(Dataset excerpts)
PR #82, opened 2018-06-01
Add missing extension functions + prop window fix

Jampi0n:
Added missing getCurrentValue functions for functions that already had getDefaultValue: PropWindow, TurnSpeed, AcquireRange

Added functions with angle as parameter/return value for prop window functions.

==

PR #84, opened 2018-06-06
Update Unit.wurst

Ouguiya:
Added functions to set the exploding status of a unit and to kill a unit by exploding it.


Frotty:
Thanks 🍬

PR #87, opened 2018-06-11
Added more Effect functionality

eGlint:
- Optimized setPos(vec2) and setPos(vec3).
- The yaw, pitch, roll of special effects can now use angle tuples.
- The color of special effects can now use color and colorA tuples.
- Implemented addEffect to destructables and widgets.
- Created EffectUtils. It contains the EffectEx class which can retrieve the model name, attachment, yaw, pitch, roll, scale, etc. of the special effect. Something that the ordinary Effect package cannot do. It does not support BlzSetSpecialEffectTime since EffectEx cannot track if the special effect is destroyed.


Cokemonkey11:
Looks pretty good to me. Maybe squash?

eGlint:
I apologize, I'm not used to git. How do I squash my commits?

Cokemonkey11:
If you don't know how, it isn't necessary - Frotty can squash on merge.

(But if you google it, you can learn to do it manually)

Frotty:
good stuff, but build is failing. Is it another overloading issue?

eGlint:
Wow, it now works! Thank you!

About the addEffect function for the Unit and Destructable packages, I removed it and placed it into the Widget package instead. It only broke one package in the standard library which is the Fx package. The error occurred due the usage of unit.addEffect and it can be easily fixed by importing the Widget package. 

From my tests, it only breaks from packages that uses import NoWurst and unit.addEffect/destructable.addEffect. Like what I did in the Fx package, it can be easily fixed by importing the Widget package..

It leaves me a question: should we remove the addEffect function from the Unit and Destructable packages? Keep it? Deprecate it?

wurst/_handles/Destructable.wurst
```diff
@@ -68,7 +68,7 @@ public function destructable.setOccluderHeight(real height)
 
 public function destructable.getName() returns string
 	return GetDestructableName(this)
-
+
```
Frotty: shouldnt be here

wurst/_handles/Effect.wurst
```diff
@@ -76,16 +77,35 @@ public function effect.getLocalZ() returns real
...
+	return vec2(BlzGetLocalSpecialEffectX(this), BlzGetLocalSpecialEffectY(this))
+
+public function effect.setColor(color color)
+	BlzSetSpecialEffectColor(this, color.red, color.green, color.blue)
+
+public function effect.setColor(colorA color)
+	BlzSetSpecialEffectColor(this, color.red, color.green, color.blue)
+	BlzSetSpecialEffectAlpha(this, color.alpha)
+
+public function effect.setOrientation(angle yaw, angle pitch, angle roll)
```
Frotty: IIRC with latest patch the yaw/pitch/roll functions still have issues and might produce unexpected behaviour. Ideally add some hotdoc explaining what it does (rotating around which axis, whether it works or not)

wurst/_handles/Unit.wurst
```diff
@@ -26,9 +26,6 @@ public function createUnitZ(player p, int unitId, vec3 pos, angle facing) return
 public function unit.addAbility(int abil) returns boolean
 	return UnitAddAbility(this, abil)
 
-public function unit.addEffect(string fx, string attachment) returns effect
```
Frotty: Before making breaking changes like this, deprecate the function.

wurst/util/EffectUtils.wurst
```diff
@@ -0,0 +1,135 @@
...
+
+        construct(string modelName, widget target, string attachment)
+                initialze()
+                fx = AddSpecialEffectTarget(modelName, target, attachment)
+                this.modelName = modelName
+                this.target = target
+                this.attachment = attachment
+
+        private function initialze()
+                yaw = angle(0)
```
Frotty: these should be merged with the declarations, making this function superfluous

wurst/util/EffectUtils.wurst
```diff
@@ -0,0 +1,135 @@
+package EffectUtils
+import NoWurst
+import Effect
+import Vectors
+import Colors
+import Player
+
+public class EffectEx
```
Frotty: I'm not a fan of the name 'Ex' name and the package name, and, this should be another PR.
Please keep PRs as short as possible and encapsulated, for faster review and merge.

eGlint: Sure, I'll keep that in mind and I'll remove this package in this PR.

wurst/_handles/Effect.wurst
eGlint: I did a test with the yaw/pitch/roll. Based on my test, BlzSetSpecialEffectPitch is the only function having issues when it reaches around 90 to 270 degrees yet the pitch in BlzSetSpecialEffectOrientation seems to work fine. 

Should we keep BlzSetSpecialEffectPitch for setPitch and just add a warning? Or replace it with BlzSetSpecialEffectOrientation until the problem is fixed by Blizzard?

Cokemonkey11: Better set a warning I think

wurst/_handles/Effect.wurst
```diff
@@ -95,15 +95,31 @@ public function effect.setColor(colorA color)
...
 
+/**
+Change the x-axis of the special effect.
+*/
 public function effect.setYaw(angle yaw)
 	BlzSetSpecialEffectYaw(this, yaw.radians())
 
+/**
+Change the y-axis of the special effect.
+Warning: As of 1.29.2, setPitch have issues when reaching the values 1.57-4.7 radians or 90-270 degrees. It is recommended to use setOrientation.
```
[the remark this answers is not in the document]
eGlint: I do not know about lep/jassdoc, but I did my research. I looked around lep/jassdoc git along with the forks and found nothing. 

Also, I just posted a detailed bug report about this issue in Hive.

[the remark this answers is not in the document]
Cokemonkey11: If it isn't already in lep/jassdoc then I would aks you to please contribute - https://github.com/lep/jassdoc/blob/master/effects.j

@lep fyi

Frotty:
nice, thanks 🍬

---

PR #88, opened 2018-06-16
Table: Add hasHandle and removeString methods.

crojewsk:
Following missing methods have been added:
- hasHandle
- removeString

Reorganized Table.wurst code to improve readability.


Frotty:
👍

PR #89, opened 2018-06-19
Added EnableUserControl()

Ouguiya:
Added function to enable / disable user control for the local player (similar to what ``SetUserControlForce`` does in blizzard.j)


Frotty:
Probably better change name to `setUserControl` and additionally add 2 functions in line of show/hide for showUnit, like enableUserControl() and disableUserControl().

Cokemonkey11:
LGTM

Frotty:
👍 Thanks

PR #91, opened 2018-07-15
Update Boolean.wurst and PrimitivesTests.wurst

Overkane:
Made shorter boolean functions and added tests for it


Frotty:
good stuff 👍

EXERCISE PROMPT
Among the lines of the entries above, count those containing the string "NoWurst". Write the number alone.

EXERCISE RESPONSE
2